Tony Goddess, former Mystery Train employee, musician (Papas Fritas, The Rudds, The Goddesses and more), and owner of Bang-A-Song Studio is the man. Always ready to talk music, here Tony talks about some of his favorites from a production point of view. Check out his website for more info…
Here are ten records Mystery Train had in stock on 5/1/13 that I love for their PRODUCTION….along with everything else about them:
Les Paul “The Genius Of…”: Tape based production starts here. Sure bands had performed live and the best takes were edited together, but here are the first multi-tracked, vari-speeded, echoed, phased/flanged/chorused records ever made….I think Bill Putnam had put reverb on his mixes before Les but otherwise, you can’t say it enough. Popular record production starts here.
Elvis Presley “The Sun Years”: After Les Paul’s many innovations Sam Phillip’s “slap back” echo is the production touch that changed the world.
Dionne Warwick “Golden Hits”: No tape trickery here. This is the opposite approach from the Sun Sessions. No jamming around looking for inspiration and covering it in echo. Burt Bacharach took his and Hal David’s deceptively complex songs and wrote airtight arrangements, hired incredible singers, players and engineers and worked their collective asses off until they captured these performances which topped the pops time and time again.
Sly and the Family Stone “Everything you always wanted to hear by Sly Stone but were afraid to ask for”: This is my first time seeing this record! Seems to be an industry promo hits sampler that goes up to Fresh. The creative run from Underdog to Fresh is as innovative and musically expansive as any other in popular music: The Beatles seven years of making records, The Beach Boys from “Surfin” to “Surf’s Up”, The Stones up thru ’72. For today’s popular music the single most influential artist of all time hands down is Sly Stone.
The Jimi Hendrix Experience “Are You Experienced?”: 1967 produced the two most influential psychedelic albums of all time: The Beach Boys SMiLE and this one. At the same time Brian Wilson was exploring how deeply the studio could be used as an instrument to create incredibly vivid sound pictures through production and arranging processes Jimi was doing the same thing with only one instrument, a great rhythm section and a little bit of Eddie Kramer’s studio magic. People saw trails from Jimi’s guitar and rock music was changed forever.
The Beach Boys “Love You”: This is already a classic record because of the Brian Wilson chord changes and his incredibly direct lyrical perspective but the production choices are so extreme it challenges nearly every notion of what production is. Kinda like Smiley Smile did….but with synths instead of organs.
The Spinners “s/t”: Motown brought harmonic sophistication to r&b grooves first but after them the records Gamble and Huff made at Sigma Sound became the dna of disco, dance, urban, eighties pop, modern r&b, quiet storm and beyond.

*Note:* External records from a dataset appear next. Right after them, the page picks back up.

Issue #18606, opened 2021-09-04
v14.0.0. - 14.0.1 and 14.0.2 The tasks show the list of attachments, but do not allow to open or download them.


JoAnMaFe:
Since the update to **V14.0.0 -14.0.1 y 14.0.2** 
the tasks show the list of attachments, but do not allow to open or download them, displaying the following message
Access denied.
You are trying to access a page, area or functionality of a disabled module or without an authenticated or unauthorised session for your user.
Current login: administrator Permissions for this user can be
permissions for this user can be assigned by Dolibarr administrator through menu Start-> Users.
With previous versions (13.04) this problem did not exist.
In the end I discovered that while everything was working OK. in 13.04 when upgrading to v 14.0.0 the files attached to the tasks cannot be downloaded or displayed.
It is possible that many users do not add attachments to their tasks but if their tasks are based on JPG or PDF photo documentation, they will not be able to use it and will not be able to support their customers.  

# Bug
[the tasks show the list of attachments, but do not allow to open or download them]

## Environment
- **Version**: [14.0.0 - 14.0.1 and 14.0.2]
- **OS**: [W10 x64]
- **Web server**: [Apache/2.4.48]
- **PHP**: [7.4.23]
- **Database**: [10.5.4-MariaDB]
- **URL(s)**: [Localhost]

## Expected and actual behavior
[Restore viewing and downloading of task attachments.]

## Steps to reproduce the behavior
[*Verbose description*]

## [Attached files](https://help.github.com/articles/issue-attachments) (Screenshots, screencasts, dolibarr.log, debugging informations…)
[*Files*]

JoAnMaFe:
In v14.0.2 it doesn't work for me either.
Access denied.
You try to access a page, area or functionality of a disabled module or without an authenticated session or not allowed to your user. 
Permissions for this user can be assigned by Dolibarr administrator via menu Start-> Users. 

In addition, thumbnails of events are not visible, they can be opened, but a blank icon is displayed.

edupulpillo:
The problem persist in 14.0.3
Trying to access to any attached file to the task using the link is returning a problem of permissions, even using the admin user with all the rights enabled. The only way to be able to access to the file attached is generate a public access link, and use it.

This is the error message returned:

Sly’s influence is more singular and profound but this music’s reach is so omnipotent and smooth you don’t even notice it.

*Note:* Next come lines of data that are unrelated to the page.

PR #19776, opened 2022-01-08
Updates to (very)old replacement code in invoices

mikee2:
# FIX|Fix #1 Fix wrong replacemetns
Old code did not do the replacement correctly but I was not able to manage the way to update this repo. This code fixes all problems and does the replacement the right way.

# NEW|New New function to get the date relative to the invoiced date
Formerly if you [re]generated  an invoice the replacements were [re]calculated relative to the date when the generation was taking place. This changed the content of the invoice voiding it.

Now the replacements use the date the original invoice as created not the date where you are re-generating it (this occurs, for example, when paying it). So the invoice content does not change reletive to the original one.

I have used the code of V14.0.0 (that is the one that I am running) to include my code. This is the reason that there are so many changes in odf.php because the file in github was very old.

Bear with me cause I am not very knowledgeable with this platform.


eldy:
Can you describe what is wrong currently with an example to reproduce the bug ?

mikee2:
The old code used the system date in the replacements as I did not know too much about the inners of dolibarr. The side effect of this is that whenever you did re-generate the invoice (or when it was automatically re-generated when paid for example) the dates in the replaced fields changed if you did not make the change at the same date (day, month or year) that was initially used to generate the first copy of the invoice.

Of course this is not correct: once generated an invoice should be immutable. But you can always push de generate button or any internal process may generate the invoice again at a later time. So the code has to guarantee that if the invoice was already generated the replacements would be the same as the original. To achieve that the proposed code now takes the reference date from the invoice itself and not from the system. As the invoice date is already a filled field when we reach the replacemtn code, the result is always the same no matter how many times you generate it or how far from the initial date you repeat the process.

htdocs/includes/odtphp/Segment.php
```diff
@@ -169,29 +169,84 @@ public function merge()
     *
     * Miguel Erill 09/04/2017
     *
+    * * 01/02/2019 - Changed the replacement mode to adapt to new way of doing things
+    *
+    * + 27/03/2019 - Added a function in odf.php to retrieve odf variables. Use it here to 
+    *                get the actual invoice creation date so that date functions are relative
+    *                to invoice dates not to invoice generation dates as before. Now you can 
+    *                (re)generate the invoice when you need and the substitutions will not change
```
eldy, line 177: Thinks are not clear for me.
When you generate an invoice, you take the odt template and replace the tag {object_date} into date with the format of the output language selected (for exemple in spanish format if user ask to generate doc in spanish). Right ? And if do this the 1st we should have __CURRENTDAY__ = 1
If you generate a second time the invoice, into italian, then the doc will reuse the same template and will replace the {object_date} into this template (the template did not change) to build another doc into italian format. Right ? And if we do this the 2nd, we should have __CURRENTDAY__ = 2. Right ?
So what is goal of your patch ?

mikee2: Hi Eldy.
Up to now the date was obtained from the system every time you generated the invoice. This is not correct: the date of the invoice MUST be the same no matter how many times you generete it. If you want to generate a different invoice (cause you have issued it at the wrong day) then delete the existing one and generate a new one.

I see no point generating the same invoice with different invoice dates. Besides, this date change was unexpected and undesired: the moment you paid an invoice it was [re]generated by the system in the background (do not understand why) with the date of payment, some times months after, spoiling the orginal invoice. I had to rollback the date of the server just to fix them.

This function get the date from the invoice itself, be new of existing, so the invoice does not change over time no matter how many times you generete it and when you generate it. Of course only if you do not delete the original one.

Hope this clarifies the need of that function.

mikee2: Hi Eldy.

You are right, {object_date} has the inmutable invoice date but the fact is that it is not available in the 'segment' file (or I was not able to find it) so I created the new function in the 'odf' file to retrieve it. It is the only modification to that file.

In the meantime you also are right that __CURRENTDAY__ should give the value relative to the current date to be consistent, not the one of the invoice. As I want, and need, the one on the invoice I have created a new block where 'CURRENT' has been changed by 'INVOICE' to build equivalents to the others (now relative to the current date) but relative to the invoice date.

Hope this clarifies the used tags and validate the changes.

eldy: This is still not clear.
If you have the tag {object_date}, wherever it is in template, in header or in lines, it will be replaced by date of invoice.
This is done into od->parse() method, the code make the replacement everywhere into the ->contentXml
So even if {object_date} is inside a segment (a line of invoice), replacement is done with the date of invoice.

mikee2: I'll try to clarify. Please correct me if I am wrong.

The tag {object_date} can be used, wherever you want, in the template as you say. But the use that I am pursuing is not on the template itself but on the lines the user writes inside the invoice. If you use the existing tag you will get the full date and I am in need of getting only the day, the month (be in number or in textual form), the year, etc. This is the reason of this macro replacement. I need to tell the customer about next mont/year ending of his contract renewal, and things like that that I did not know how to do before I implemented this macro replacement.

Can this be achieved with the existing tags and without the proposed code?

eldy: I see
This looks a similar need tha we used to build invoice notes from a template invoice. We made replacement of such data (previous month, next year, ... compared to the invoice date).
But i don't think it is a good think to but a solution that use specific code of Dolibarr inside the odf class (it should remaine an independant lib).
I pushed a suggestion to address your need. For the moment i have hard coded the new var you miss, but in a future we shoud (at the same place where i added the code), 1) scan the template to found tags and the format to output it, add the tag into the substitution array so any property will be supported with no need to hard code the list of tags.

mikee2: Ok. So you suggest that instead of using my tags __SOMETHING__ I better use {object_WHATEVER}, right?

In this case we could dismisss, when this alternative is available, all my code (both the one in odf and segment) as useless and thin a bit those source files.

What I miss in your list is {object_DAY} for the invoice day (I need it because of licenses expiring dates when they are the same as the issued invoice for example).

Do you have any idea of when will them be available so that I adjust all my invoices?

And it will be good to document that somewhere because I had no idea they existed and they are quite useful.  This is not a complain only a humble suggestion.

Thanks for all.

eldy: You can make another PR To add into htdocs/core/modules/facture/doc/doc_generic_invoice_odt.modules.php
the {object_DAY} 
As this is PR merged into develop, it should be released with v16 so in beta in April.

eldy:

PR #19785, opened 2022-01-10
Module assets - Totally review - Palier2 FPC21

aspangaro:


htdocs/install/mysql/tables/llx_asset.sql
```diff
@@ -15,20 +15,37 @@
...
+	date_start					date 			NOT NULL,
+	qty							real			DEFAULT 1 NOT NULL,	-- qty asset
+	acquisition_type			smallint		DEFAULT 0 NOT NULL,	-- new, occasion
+	asset_type					smallint		DEFAULT 0 NOT NULL,	-- intangible, tangible, in progress, financial
+	not_depreciated				integer(1)		DEFAULT 0,
+
+	disposal_date				date,
+	disposal_amount_ht			double(24,8),
+	fk_disposal_type			integer,
+	disposal_depreciated		integer(1)		DEFAULT 0,
```
eldy, line 38: integer(1) is not allowed into sql (pb of partability with mysql version)
use just
integer

eldy:
As mentionned during last devcamp, and into file CONTRIBUTE.md, any PR that bring new structure on tables must be sent into a separated PR that the PR that bring the php code.
So the database new structure is first validated before any code dev is sarted. So can you splist your PR in 2 to first submit one PR of database major addition/changes (the .sqlfiles so) ?
Also, can you rename the new sql files related to module asset into llx_asset_xxxx.sql  into   llx_asset_xxxx-asset.sql   (with v15 and v16+, having a prefix  -yyy.sql  will allow to have the table created during the first module yyy activation instead of always during installation.

aspangaro:
PR replaced by #20058 & #20059

PR #19786, opened 2022-01-11
2022.5 remainings

SylvainLegrand:
For orders shipped partially, the dispatchable order indicator does not take into account shipments already made.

Prince “Lovesexy”: I heard Prince and the Revolution before I heard Sly and the Family Stone and was relieved to know he didn’t COMPLETELY invent his whole new thing even if he played all the instruments. How’s this for the Producer being in charge? On cd it’s one forty-five minute track–you must listen to the whole album! Luckily on vinyl all is good. Especially since “Dance On” starts side 2.

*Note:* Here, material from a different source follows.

PR #19788, opened 2022-01-11
FIX user actions rights when multi-company transverse mode is enabled

lvessiller-opendsi:
FIX user actions rights when mulit-company transverse mode is enabled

Fleetwood Mac “Rumours” & “Tusk”: As productions, one is the perfectly rendered passion painting and the other is the unframed, bloody canvas with every stroke visible.
The Flaming Lips “The Soft Bulletin”: This record and Yoshimi took melodic pop/rock as far out as it’s gotten in this century and that that finally made them the most popular band of The Years Before Punk Broke save Nirvana is a beautiful thing!